How in the world did I miss this thread over the last two years???

Great work bringing these articles together @RedLion!


----------



## stowlin (Apr 25, 2016)

Pertinent now and two years ago, but where is @RJAMES and the resident defenders of the norm?


----------



## RedLion (Sep 23, 2015)

An interesting bit of info related to this thread....



> It was easy enough to predict that Trump would appoint Dr. William Happer to set up a Presidential Committee on Climate Science.
> 
> Two years have passed and have been lost. The first years of the Trump administration were hobbled by poor Cabinet picks, a proportion of whom conspired against him and others who were just hopeless. Scott Pruitt at the EPA should have got on with Dr Happer's appointment straight away but instead spent $3.5 million on his own security detail. In the meantime, the climate juggernaut rolled on, producing 1,500 pages of alarmist nonsense in an official government report.
> 
> You can tell how important Dr Happer is by the forces that have been marshaled against him. The three major lefty media organizations - CNN, the Washington Post, and the New York Times - all came out to say Dr. Happer's efforts would be wasted. The Democrats are alarmed, calling Dr Happer's proposed panel "dangerous."


and....



> How will Dr. Happer and his panel set the world free?
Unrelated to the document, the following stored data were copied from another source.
PR #2045, opened 2021-08-31
Remove extra modal class tag causing modal not to close properly

### LINKED ISSUE #2040: Clicking "X" on reserve a purl modal should close the modal
Currently, clicking the X does nothing. Clicking the Cancel button does close the modal, as does clicking outside the modal, so there are ways out still.

aaron-collier:
## Why was this change made?

Fixes #2040 

The extra modal was removing the ability for the normal data-close action to be linked to the appropriate div.


ndushay (approved):
LGTM;  not sure if @amyehodge wants to see this deployed and test it.

PR #2068, opened 2021-10-06
Upgrade webpacker to 6.0.0.rc5

jcoyne:


jcoyne:
No longer necessary since we switched to ESbuild.

PR #2080, opened 2021-10-19
embargo release criteria should match what the user set

### LINKED ISSUE #2069: Embargoed items that are supposed to be released to Stanford-only rights are instead being released to the world
**Description of the problem**

H2 allows depositors to embargo their items for up to 3 years. During the embargo period, the files are not supposed to be available and the object should have the rights of "citation-only". These rights are not being set correctly and the result is that data is being made available before it should be released.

At the moment, the Marxist plotters bang on about the 97% scientific consensus on global warming. They have created a sealed edifice of lies and have maintained it assiduously. After Dr. Happer's report is released, the mantra of "Are you denying the science?" will be turned on its head.
> 
> Global warming has been a state-sponsored religion, with its priesthood funded from the public purse to the tune of $2.5 billion a year in the U.S. alone. The priests of that cult will be plucked off the public teat, and the memory of what they preached will fade. That frabjous day can't come soon enough.
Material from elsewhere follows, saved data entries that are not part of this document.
PR #2102, opened 2021-11-16
Remove dlss-capistrano provided bundler2 config

jcoyne:
## Why was this change made?
This functionality is now handled by capistrano-bundler 2.0


jmartin-sul (approved):

jmartin-sul:
approving and merging because this seemed like an overlooked stray from a larger batch of these:  https://github.com/search?q=org%3Asul-dlss+Remove+dlss-capistrano+provided+bundler2+config&type=issues

that i discovered while catching up on communication missed during my recent/ongoing jury duty.

apologies if this merge was an error, seems easy enough to revert if needed.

https://www.americanthinker.com/blog/2019/03/dr_happer_will_set_them_free.html


----------



## RedLion (Sep 23, 2015)

Well yeah. Pretty bad for the lying lefties when Green Peace is calling you fools and liars....



> Greenpeace Founding Member: 'The Whole Climate Crisis Is Not Only Fake News, It's Fake Science'


https://pjmedia.com/video/greenpeace-co-founder-the-whole-climate-crisis-is-not-only-fake-news-its-fake-science/


----------



## RedLion (Sep 23, 2015)

RedLion said:


> An interesting bit of info related to this thread....
> 
> and....
> 
> https://www.americanthinker.com/blog/2019/03/dr_happer_will_set_them_free.html


More on this as it appears to be moving forward.



> More than 140 groups and individuals signed onto a letter Monday supporting President Donald Trump's proposed climate panel to review recent studies on climate change.
> 
> The letter's signatories include conservative think tanks, science groups, scientists such as Ivar Giaever, who won the Nobel Prize in Physics in 1973, and others. Recent climate science is built on shaky predictions from flawed models, manipulated data and narrative-driven reports, the letter states.
> 
> "In our view, an independent review of these reports is long overdue," the letter, obtained by The Daily Caller News Foundation, reads. "Serious problems and shortcomings have been raised repeatedly in the past by highly qualified scientists only to be ignored or dismissed by the federal agencies in charge of producing [climate] reports."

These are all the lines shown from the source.